= SourceOECD =

Former online library of the OECD

SourceOECD was the online library of the OECD from 2001 to 2010. In July 2010 it was replaced by OECD iLibrary.

==OECD publications==
The OECD publishes roughly 250 books a year, on subjects as diverse as general economy, statistics, agriculture, science, future studies or environment. Of all international organisations in the economics field, it's arguably the one with the widest scope.

SourceOECD also hosts 18 series of working papers.

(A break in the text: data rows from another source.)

PR #3634, opened 2026-05-16
test(3595): filesystem fault-injection for platformWriteSync atomic-write seam

trek-e:
## Linked Issue

Closes #3595

The linked issue has the `approved-enhancement` label.

---

## What this enhancement improves

Adds filesystem fault-injection coverage that `CONTRIBUTING.md` §"QA Matrix Requirements / Filesystem writes and installers" and `TEST-EXAMPLES.md` §"Filesystem Fault Injection" prescribe. Tests target the **canonical atomic-write seam** (`platformWriteSync` in `get-shit-done/bin/lib/shell-command-projection.cjs`) — the function every CJS config/state/generated-artifact writer routes through. Coverage at that seam transitively covers every write path that uses it.

## Before / After

**Before:**

- `platformWriteSync`'s fault-recovery logic (rename failure → fallback to direct write, with tmp cleanup) was implicit — no test exercised any of the error paths.
- No coverage for behavior on read-only/non-existent parent dirs, target-is-directory collisions, paths with special characters, or symlink-pointed targets.
- The "fall back to direct write" branch's error-handling semantics were undocumented (it silently swallows the original tmp-write error and surfaces only the fallback's error if both fail).

**After:**

13 new tests in `tests/feat-3595-fs-fault-injection-atomic-write.test.cjs`. Each uses `node:test`'s `mock.method()` against the real `fs` seam, restores mocks via `t.after()` so failures don't leak, and asserts on observable post-conditions (file existence, content, presence/absence of orphan tmp files, propagated `err.code`) — never on prose.

Fault matrix coverage:

| Fault | Test |
|---|---|
| Happy path baseline | `platformWriteSync happy path writes content atomically (baseline for fault tests)` |
| Rename fails (EXDEV cross-device) | `platformWriteSync recovers when renameSync fails` |
| Tmp write fails (ENOSPC) | `platformWriteSync falls back when initial tmp writeFileSync fails` |
| Both writes fail (ENOSPC + EACCES) | `platformWriteSync propagates the FALLBACK error when both tmp and fallback writes fail` |
| mkdirSync fails (EACCES) | `platformWriteSync propagates mkdirSync failure unchanged` |
| Target path is an existing directory | `platformWriteSync against a target path that is an existing directory fails cleanly` |
| Paths with spaces / Unicode / tabs / newlines | `platformWriteSync handles paths with spaces, unicode, and newline characters` |
| 25 sequential writes leave 0 tmp orphans | `platformWriteSync never leaks a tmp file after a successful happy-path write` |
| `platformEnsureDir` idempotent | `platformEnsureDir is idempotent on an existing directory` |
| `platformEnsureDir` propagates EACCES | `platformEnsureDir propagates EACCES when parent dir is unwritable` |
| Symlink replacement (SAFETY) | `platformWriteSync REPLACES a symlink with a regular file rather than following it` |
| Broken symlink replacement | `platformWriteSync against a broken symlink replaces it with the intended file` |
| Concurrent-write collision (EBUSY mid-flight) | `platformWriteSync survives a concurrent collision on the same target path` |

**Symlink safety (security-relevant):**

The OECD also maintains 82 statistical databases. On SourceOECD, they are accessible in their interactive form: the user can perform queries online.

==Access==
SourceOECD's clients are librarians in a broad sense: universities, administrations, institutions, corporations. They buy access for their users, who can subsequently access SourceOECD without being charged or asked for identification. The potential audience of SourceOECD is about 15 million users.

==DOIs==
The OECD uses extensively digital object identifiers for their publications. Each working paper is assigned a DOI, and many publications also use DOIs for their tables and graphs (statlinks). Using these DOIs, the reader can retrieve documents in a ready-to-use, electronic form.

==Web books==
SourceOECD features a series of reference books with no access restriction: the web books. Its other online books are available in pdf format. The web books are a series of structured HTML web pages, from which the user can easily access the cited publications as well as tables and graphs. OECD's most-used web book is the OECD Factbook.

==Easylinks==
Virtually every OECD publication has an easylink, a URI that links directly to its online form. Typically, the easylink is "www.sourceOECD.org/" followed by the ISBN of the publication.